I want to get one of those that holds 2 bottles and sits behind the seat. I also want to have one on the bottom tube. 

Whats good out there? What should be my budget? Should I stay away from seat mounted ones? Any suggestions are welcomed!


----------



## Kerry Irons (Feb 25, 2002)

*Bottle launchers*



Hyper said:


> IWhats good out there? What should be my budget? Should I stay away from seat mounted ones? Any suggestions are welcomed!


I have not seen a "rear of the seat" bottle cage that has not served well as a bottle launcher every time you hit a sharp bump. Bottle cage choices will stimulate a lot of chatter, but as long as you go with a metal other than aluminum or with plastic (either keeps your bottles from turning black) the rest of it is not that meaningful. I like Profile plastic cages


----------



## prschatt (Aug 19, 2007)

I've seen a few , but always wondered or worried how much fumbling it would take to find and mostly replace the bottle in the "sweet spot"


----------



## lawrence (May 17, 2005)

Just go to a good bike shop and have water bottle bosses installed or buy the tool and do it yourself. It's like a rivet gun. Not as good as being welded but better than riding without any.


----------



## Mr. Versatile (Nov 24, 2005)

I frequently have gastric distress in the form of methane gas while riding. I just don't like the idea of keeping my bottles right there.


----------



## Hyper (Oct 17, 2007)

Hmmm... thanks on the replies guys ... I know how those unfortunate little gassious surprises can be ... so I guess I should stick to frame mount holders then? 
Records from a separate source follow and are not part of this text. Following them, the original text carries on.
PR #127, opened 2020-06-25
Use the same typescript version for @wessberg/ts-evaluator as the route-analyzer

irahov:
If typescripts are different versions then evaluation may not succeed.
Also the typescript library is now a peer dependency since route-analyzer
is not only a standalone tool but also an angular package library,
providing AppRoute interface.
All of this implies that typescript should not be bundled with route-analyzer.

### DIFF
--- a/projects/route-analyzer/package.json
+++ b/projects/route-analyzer/package.json
@@ -1,11 +1,13 @@
 {
   "name": "@vcd/route-analyzer",
-  "version": "0.0.2",
+  "version": "0.0.3",
   "bin": "cli.js",
   "dependencies": {
     "@wessberg/ts-evaluator": "0.0.25",
-    "yargs": "15.3.1",
-    "typescript": "3.5.3"
+    "yargs": "15.3.1"
+  },
+  "peerDependencies": {
+    "typescript": "^3.x"
   },
   "devDependencies": {
     "ts-node": "^8.10.1",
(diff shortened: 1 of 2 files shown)


projects/route-analyzer/package.json
```diff
@@ -1,11 +1,11 @@
 {
   "name": "@vcd/route-analyzer",
-  "version": "0.0.2",
+  "version": "0.0.3",
   "bin": "cli.js",
   "dependencies": {
     "@wessberg/ts-evaluator": "0.0.25",
     "yargs": "15.3.1",
-    "typescript": "3.5.3"
+    "typescript": "3.8.3"
```
ps37, line 8: Shouldn’t typescript be listed as a peer dependency as
```
"peerDependencies": {
   "typescript": "^3.x"
},
```
That way, route-analyzer project uses the TS v3.x from base just as it’s transitive dependency @wessberg/ts-evaluator, which also uses TS as peer dependency from the base project.

irahov: I was thinking about that also but on the other side route-analyzer may be used as a stand-alone tool, not depending on the fact that it will be used as part of a base project
it is not like a common component library, where the components have to be part of a project and cannot live by themselves alone - at least these were my considerations

juanmendes: Angular's guidelines are that libraries should not bundle large packages. They should make them peer dependencies, that's why we are required to add dependencies to a white list. See https://github.com/ng-packagr/ng-packagr/blob/master/docs/dependencies.md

if so, whats good, cheap, sexy looking?


----------



## evilbeaver (Mar 15, 2006)

Tacx Tao.


----------



## newbie13 (Feb 13, 2007)

aren't the two bottles behind the seat style more for Triathlon bikes?


----------



## Dr_John (Oct 11, 2005)

> Tacx Tao.


 :thumbsup: 

Finally got around to replacing the crap Specialized cages I was using with Tacx Tao's. No more bottle rattle, great fit, design, price, weight, etc.


----------



## Ronman (Feb 12, 2007)

I have FSA carbon fiber cages. Super sexy and hold the bottles snugly without being difficult to get the bottles removed or replaced.


----------



## Ronman (Feb 12, 2007)

I have Serpa carbon fiber cages. Frame mount. Super sexy and hold the bottles snugly without being difficult to get the bottles removed or replaced.


----------



## funktekk (Jul 29, 2006)

https://www.velocitynation.com/article.aspx?ID=1758&CID=54


----------



## ericm979 (Jun 26, 2005)

I've seen the local triathletes using the Profile cage setup. It seems to work, they don't drop bottles. The bracket can accept any standard frame-mount bottle cage, so if you don't like the ones that came with it you can put different cages on.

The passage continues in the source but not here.